6. Licensee is entitled to all the benefits of being a host in addition to those provided by
Licensor with regard to the license elements specified herein.
7. Licensee agrees that Licensor shall have full discretion to determine the transaction fee
percentages and sponsorship fees that Hosts and Sponsors pay, and agrees that any
and all additional and/or future pricing shall be at the sole discretion of Licensor.
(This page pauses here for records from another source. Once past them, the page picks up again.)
Issue #1378, opened 2020-01-15
DownloadReleaseAsset should follow the redirect and download the resource


andersjanmyr:
Hi,

I think the `DownloadReleaseAsset` method should follow the redirect by default and to make it optional to return the redirectURL.

I read the discussion in https://github.com/google/go-github/pull/312, and I understand that a new `http.Client` needs to be used, but I don't understand why the api had to change.

It seems to me that most users of this method don't care where the file comes from and they will all have to write similar logic to perform the download after the redirectURL is returned.

What do you think? I would be happy to contribute the code.

gmlewis:
Hmmm... I think there was a good reason... ah, yes... I believe it was because our http.Client could not easily be duplicated.

When using this repo, clients can set up different http.Clients that have different features... timeouts, proxies, etc. There wasn't a clean way to duplicate the http.Client with identical features.

However, having said that, I know that we modified another endpoint recently to add the option to follow the redirect. Yes, here it is:

https://github.com/gmlewis/go-github/blob/master/github/repos_contents.go#L243

So if you would like to put together a PR that adds a `followRedirects bool` option, then I think that would be a nice enhancement, and yet it will not force it on everybody for the cases where a special http.Client must be used (and a general redirect might fail).

PR #1381, opened 2020-01-16
Allow DownloadReleaseAsset to follow redirects

andersjanmyr:
Adds an extra parameter to DownloadReleaseAsset `followRedirects`. This will tell the client to follow one level of redirects when downloading the asset.

Solves #1378

### DIFF
--- a/github/repos_releases.go
+++ b/github/repos_releases.go
@@ -288,9 +288,9 @@ func (s *RepositoriesService) downloadReleaseAssetFromURL(ctx context.Context, u
 		loc = req.URL.String()
 		return errors.New("disable redirect")
 	}
-	defer func() { s.client.client.CheckRedirect = saveRedirect }()
 	req = withContext(ctx, req)
 	resp, err := s.client.client.Do(req)
+	s.client.client.CheckRedirect = saveRedirect
 	s.client.clientMu.Unlock()
 	if err != nil {
 		if !strings.Contains(err.Error(), "disable redirect") {
--- a/github/repos_releases.go
+++ b/github/repos_releases.go
@@ -266,10 +266,13 @@ func (s *RepositoriesService) GetReleaseAsset(ctx context.Context, owner, repo s
 // If a redirect is returned, the redirect URL will be returned as a string instead
 // of the io.ReadCloser. Exactly one of rc and redirectURL will be zero.
 //
-// If followRedirects is true, a single redirect will be followed.
+// followRedirectsClient can be passed to download the asset from a redirected
+// location. Passing http.DefaultClient is recommended unless special circumstances
+// exists, but it's possible to pass any http.Client. If nil is passed the
+// redirectURL will be returned instead.
 //
 // GitHub API docs: https://developer.github.com/v3/repos/releases/#get-a-single-release-asset
-func (s *RepositoriesService) DownloadReleaseAsset(ctx context.Context, owner, repo string, id int64, followRedirects bool) (rc io.ReadCloser, redirectURL string, err error) {
+func (s *RepositoriesService) DownloadReleaseAsset(ctx context.Context, owner, repo string, id int64, followRedirectsClient *http.Client) (rc io.ReadCloser, redirectURL string, err error) {
 	u := fmt.Sprintf("repos/%s/%s/releases/assets/%d", owner, repo, id)
 
 	req, err := s.client.NewRequest("GET", u, nil)
@@ -295,8 +298,8 @@ func (s *RepositoriesService) DownloadReleaseAsset(ctx context.Context, owner, r
 		if !strings.Contains(err.Error(), "disable redirect") {
 			return nil, "", err
 		}
-		if followRedirects {
-			rc, err := s.downloadReleaseAssetFromURL(ctx, loc)
+		if followRedirectsClient != nil {
+			rc, err := s.downloadReleaseAssetFromURL(ctx, followRedirectsClient, loc)
 			return rc, "", err
 		}
 		return nil, loc, nil // Intentionally return no error with valid redirect URL.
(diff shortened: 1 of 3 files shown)


github/repos_releases.go
```diff
@@ -266,33 +266,40 @@ func (s *RepositoriesService) GetReleaseAsset(ctx context.Context, owner, repo s
...
 	saveRedirect := s.client.client.CheckRedirect
 	s.client.client.CheckRedirect = func(req *http.Request, via []*http.Request) error {
 		loc = req.URL.String()
 		return errors.New("disable redirect")
 	}
 	defer func() { s.client.client.CheckRedirect = saveRedirect }()
-
 	req = withContext(ctx, req)
 	resp, err := s.client.client.Do(req)
+	s.client.clientMu.Unlock()
```
gmlewis: This mutex is no longer protecting `s.client.client.CheckRedirect` in line 291 such that this function is no longer re-entrant.

By this I mean that it is no longer safe to call this method from multiple threads, as the lock will be released here on line 294 in one thread, the next thread will get the lock and modify `s.client.client.CheckRedirect`, then the first thread will stomp all over `s.client.client.CheckRedirect` again in line 291 when it exits.

As it was written before, the first thread completely grabs the lock, and the defer on line 291 restores the protected variable, then the defer on line 280 is executed *after* that to release the lock, and finally the second thread can come in and do its thing (in the same manner).

I think we are going to have to come up with a different solution here, as I don't think we can use this one.

andersjanmyr: @gmlewis I completely missed the `defer`. 
I added a new commit to restore `s.client.client.CheckRedirect` directly before `clientMu.Unlock()`.
 I assume that the CheckRedirect has returned when `s.client.client.Do(req)` has returned.
Will this not work? Am I missing something.

gmlewis: Ah yes, very nice.  I believe this will work, @andersjanmyr.
Can you please try it out and verify it is working as desired?

github/repos_releases_test.go
```diff
@@ -286,6 +286,35 @@ func TestRepositoriesService_DownloadReleaseAsset_Redirect(t *testing.T) {
...
+		w.Header().Set("Content-Type", "application/octet-stream")
+		w.Header().Set("Content-Disposition", "attachment; filename=hello-world.txt")
+		fmt.Fprint(w, "Hello World")
+	})
+
+	reader, _, err := client.Repositories.DownloadReleaseAsset(context.Background(), "o", "r", 1, true)
+	content, err := ioutil.ReadAll(reader)
+	if err != nil {
+		t.Errorf("Repositories.DownloadReleaseAsset returned error: %v", err)
+	}
```
gmlewis: nit: since this is a client, could you please close `reader` here after reading it, just to document as a good example of how a client should behave?

github/repos_releases.go
andersjanmyr: @gmlewis It's not working! Please hold off on the merge. I'll come back with a working version soon.

gmlewis: No problem, @andersjanmyr!

Thank you very much for catching this before we check it in!  Your effort is greatly appreciated!

andersjanmyr:
@gmlewis It's working now. I had to use a new `http.Client`. I also added a new integration test to verify that it's working. It's getting an asset from one of my repos `andersjanmyr/goose`. I don't know if you want this external dependency, but `go-github` doesn't contain any assets to test with.

github/repos_releases.go
```diff
@@ -304,6 +310,25 @@ func (s *RepositoriesService) DownloadReleaseAsset(ctx context.Context, owner, r
...
 }
 
+func (s *RepositoriesService) downloadReleaseAssetFromURL(ctx context.Context, url string) (rc io.ReadCloser, err error) {
+	req, err := http.NewRequest("GET", url, nil)
+	if err != nil {
+		return nil, err
+	}
+	req = withContext(ctx, req)
+	req.Header.Set("Accept", "*/*")
+	httpClient := &http.Client{}
```
gmlewis: Thank you, @andersjanmyr - this is why we didn't do this originally... because this will not work for all users of this client library (for the reasons I explained earlier).

I like this solution... though I wondering if we could perform a simple change to make it work for everybody?

I'm thinking that... instead of passing `followRedirects bool`, what if we were to pass: `followRedirectsClient *http.Client`?

If `followRedirectsClient` is nil, no redirect following is attempted and the `redirectURL` string is returned as before.

If, however, `followRedirectsClient` is non-nil, it will call your new function and pass in the client!

Now, people will be able to build whatever wacky `http.Client` they need, pass it in, and let your code do its job.
If they don't need anything special, they could just pass in `http.DefaultClient`.

In fact, the documentation should state this particular case as an example for the majority of the users.
However, power users should be told that they can pass in any kind of `http.Client` that they want if they wish redirects to be followed.

Does that make sense?  What do you think about making this change?

andersjanmyr: Okay, it sounds reasonable. I'll make the change

andersjanmyr: Done.

github/repos_releases.go
```diff
@@ -266,10 +266,13 @@ func (s *RepositoriesService) GetReleaseAsset(ctx context.Context, owner, repo s
 // If a redirect is returned, the redirect URL will be returned as a string instead
 // of the io.ReadCloser. Exactly one of rc and redirectURL will be zero.
 //
-// If followRedirects is true, a single redirect will be followed.
+// followRedirectsClient can be passed to download the asset from a redirected
+// location. Passing http.DefaultClient is recommended unless special circumstances
+// exists, but it's possible to pass any http.Client. If nil is passed the
```
gmlewis: nit: exist (not exists).

gmlewis:
Thank you, @wesleimp !
Merging.

PR #1394, opened 2020-01-23
Adding Node ID to contributor struct

gauntface:


willnorris:
see test failures... looks like you need to `go fmt`?

PR #1395, opened 2020-01-24
Use normal object initialization instead of new()

rsjethani:
There is no need for new() is this case and buf can be initialized in
a single statement as proposed.


rsjethani:
@gmlewis I have changed the title to match changes. My objective here is to simply avoid another usage of new() when there is a standard and idiomatic way to do the same thing. If this sounds good enough then I will change commit message also.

8. In the event that any Host that has been assigned or recruited to, or by the Licensee
purchases a Directorship License from Licensor, that Host shall be released from all
attachments to Licensee, with the following exception; A one-time “thank you” fee paid
by Licensor to Licensee amounting to 10% (ten percent) of the single/initial (not
subscription) fee paid by such a Host to become a Director.
9. This license entitles Licensee to 50% (fifty percent) of net collected transaction fees for
successful paid activities provided by Licensee’s Hosts both recruited and assigned by
Licensor. BETA PHASE NOTE: As the project is still in development, the actual
transactional and flow of funds model is yet to be finalized.
10. This license further entitles Licensee to 20% (twenty percent) of net collected
sponsorship fees paid by those businesses and organizations that purchase
sponsorships, either as purely promotional messages or as hosted activities by same.
11. Licensee agrees to Licensor’s stipulations regarding methods and processes of payment
for transactions and sponsorships, with general, though not inclusive, reference to
ecommerce payment systems within the application as the sole payment processes.
12. This license further entitles Licensee to additional “rewards” as specified in the
appendices attached to this agreement.
Confidentiality. Licensee agrees to hold all of Licensor’s business systems, processes, technical
systems, coded applications, business plans, data, contacts, hardware systems,
correspondence, proprietary and trademarked materials, strategic and tactical plans and
administrative documents in complete confidence and to not communicate same to any other
party or legal entity without the express written consent of Licensor.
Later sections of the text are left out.